Another of the book’s points with which I somewhat agree is that farmers markets are not appropriate venues for all foods. “...(D)During our trips to (farmers) markets, we couldn’t help but notice freezer doors left open for significant periods of time and different kinds of raw meat being handled on the same cutting board.”

In my decades of farmers markets, I’ve yet to see raw meat being handled – in this country, anyway – but it’s plausible. Still, tweaks worth making to farmers market regulations do little to discredit the value of local food.

Every movement has extremists, and locavorism is no exception. But are locavore extremists hurting anyone?

Well, yes, the authors argue. “Today’s locavores and food sovereignists have ... increasingly come to embrace old-fashioned coercive policies which they have ... sugar-coated in alleged broader benefits,” they write.

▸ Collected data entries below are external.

PR #2385, opened 2020-09-20
ActionDispatch::TestProcess needs to access :file_fixture_path on Rails 6.1

sudara:
I had a similar problem to @koenpunt in #2349 where `fixture_file_upload` [stopped working](https://travis-ci.com/github/sudara/alonetone/builds/185469701).

```
     NoMethodError:
       undefined method `file_fixture_path' for RSpec::Rails::FixtureFileUploadSupport::RailsFixtureFileWrapper:Class
       Did you mean?  fixture_path
     # /actionpack/lib/action_dispatch/testing/test_process.rb:25:in `fixture_file_upload'
     # /rspec-rails-dd093928f021/lib/rspec/rails/fixture_file_upload_support.rb:5:in `fixture_file_upload'

```

In my case, it's because I'm on Rails 6.1 alpha. As of [these recent changes]( https://github.com/rails/rails/pull/39086), `ActionController::TestCase` now needs access to `file_fixture_path` within `fixture_file_upload`.

There's not currently any CI for Rails 6.1 (it's not out yet) but I thought I would get a head start. I added the reader on a separate line, as the `fixture_path` reader is turning into an accessor on #2370.

### DIFF
--- a/lib/rspec/rails/fixture_file_upload_support.rb
+++ b/lib/rspec/rails/fixture_file_upload_support.rb
@@ -23,6 +23,7 @@ module RSpec
 
         class << self
           attr_accessor :fixture_path
+          attr_reader :file_fixture_path
 
           # Get instance of wrapper
           def instance
--- a/spec/rspec/rails/fixture_file_upload_support_spec.rb
+++ b/spec/rspec/rails/fixture_file_upload_support_spec.rb
@@ -27,7 +27,7 @@ module RSpec::Rails
 
     context 'ActionDispatch::TestProcess on Rails 6.1' do
       it 'can read the file_fixture_path attribute' do
-          expect(FixtureFileUploadSupport::RailsFixtureFileWrapper).to respond_to(:file_fixture_path)
+        expect(FixtureFileUploadSupport::RailsFixtureFileWrapper).to respond_to(:file_fixture_path)
       end
     end
 
--- a/spec/rspec/rails/fixture_file_upload_support_spec.rb
+++ b/spec/rspec/rails/fixture_file_upload_support_spec.rb
@@ -25,6 +25,12 @@ module RSpec::Rails
       end
     end
 
+    context 'ActionDispatch::TestProcess on Rails 6.1' do
+      it 'can read the file_fixture_path attribute' do
+          expect(FixtureFileUploadSupport::RailsFixtureFileWrapper).to respond_to(:file_fixture_path)
+      end
+    end
+
     def fixture_file_upload_resolved(fixture_name, fixture_path = nil)
       RSpec::Core::ExampleGroup.describe do
         include RSpec::Rails::FixtureFileUploadSupport


pirj:
Wondering if it makes sense to extend the matrix to run against Rails `master`. It would be nice to have a failing test along with the fix.

benoittgt:
> Wondering if it makes sense to extend the matrix to run against Rails `master`.

I think it will add lot's of work. What about follow alpha,beta and first releases when they are published?

> It would be nice to have a failing test along with the fix.
+1

sudara:
I wasn't sure how rspec-rails has historically coordinated Rails releases.

> extend the matrix to run against Rails master

Having rspec-rails generally track rails master would be a recipe for constant breakage on main, but this would work well for a 6.1 branch. When 6.1 is released, the test target could be switched from master to 6.1. But again, I'm not sure how rspec-rails usually does things.

> It would be nice to have a failing test along with the fix.

There will be failing tests aplenty when testing against Rails 6.1. I added a failing test specific to the `file_fixture_path` accessor, but I think its usefulness is debatable.

I'm happy with this remaining open or merged into 6.1 branch is supported. My primary intent was to communicate the problem/fix to others!

JonRowe:
Can you rebase this?

sudara:
✅ Rebased

Though I'm seeing some sort of Thor failure in the suite, looks like the issue has been on main recently:

```
      Thor::UndefinedCommandError:
11180        Could not find command "mountable_engine?".
```

pirj:
It's flaky, I've restarted the job, should most probably pass.

lib/rspec/rails/fixture_file_upload_support.rb
```diff
@@ -23,6 +23,7 @@ class RailsFixtureFileWrapper
 
         class << self
           attr_accessor :fixture_path
+          attr_reader :file_fixture_path
```
JonRowe, line 26: If this is only for the next version of rails, we need some kind of feature flag.

spec/rspec/rails/fixture_file_upload_support_spec.rb
```diff
@@ -25,6 +25,12 @@ module RSpec::Rails
       end
     end
 
+    context 'ActionDispatch::TestProcess on Rails 6.1' do
+      it 'can read the file_fixture_path attribute' do
+        expect(FixtureFileUploadSupport::RailsFixtureFileWrapper).to respond_to(:file_fixture_path)
```
JonRowe, line 30: This explains the how, but not the why, any chance of an integration spec for 6.1? Or do some of our existing integration specs fail on 6.1 for this reason?

JonRowe (changes requested):

spec/rspec/rails/fixture_file_upload_support_spec.rb
sudara: > Or do some of our existing integration specs fail on 6.1 for this reason?

Exactly, the wrapped class `ActionDispatch::TestProcess` requires access to this attribute as of Rails 6.1, otherwise fixture_file_upload bombs out. As to why that class needs to be wrapped in the first place, I have no idea. 

I'm not sure what the convention is for upcoming releases: is 6.1 running on a branch somewhere? Is it trivial for me to set that up locally?

lib/rspec/rails/fixture_file_upload_support.rb
sudara: Prior versions of Rails do not access `file_fixture_path` from within `ActionDispatch::TestProcess#fixture_file_upload`. Is there a benefit to not exposing the reader in those cases? Otherwise it feels a bit heavy handed.

JonRowe: These is because the presence of this reader might be seen by other libraries feature detection and the wrong version of Rails assumed, we don't use it ourselves so theres no point having a defined reader that does nothing but might potentially false flag other libraries.

sudara: Maybe I'm missing something, but it doesn't feel right to me to add code to support a hypothetical edge case such as a third party library leaning on this particular class in RSpec to determine a Rails version. However, this is your project, so please merge / modify / close out this PR as you wish.

JonRowe:
Thanks for researching this and bringing it to our attention, there was more work needed to ensure it worked without deprecation warning but this is closed in #2398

They cite efforts to place local food in schools, prisons, hospitals and other institutions, and provide a history of tariffs, protectionism and other policy levers that they argue serve as warnings about the threats posed by local food as policy.

A more intellectually honest way to evaluate the potential of local foods is on a place-by-place, food-by-food, season-by-season basis. I use a rule of thumb called the Slow Boat Rule. If a food has a long enough shelf life to allow shipping by sailboat, it’s going to consume less energy and release fewer greenhouse gases than a food that’s shipped by airplane. Even though it’s been shown that shipping costs represent a fraction of the energy cost of putting most food on the table, the fraction is not insignificant, especially for high-speed, refrigerated forms of transport.

The authors of The Locavore’s Dilemma describe limiting oneself to seasonal and local foods alternatively as “food masochism” and food “elitism.”

Indeed, local food can be many things. It can be an expensive, frivolous luxury, and it can be the garden that sustains you. It can be a hobby, a boost to local economies, and an opportunity for contrarians to sell books. But for anyone taking a serious look at how we can solve the world’s many food-related problems, locally grown foods are an important tool in the chest.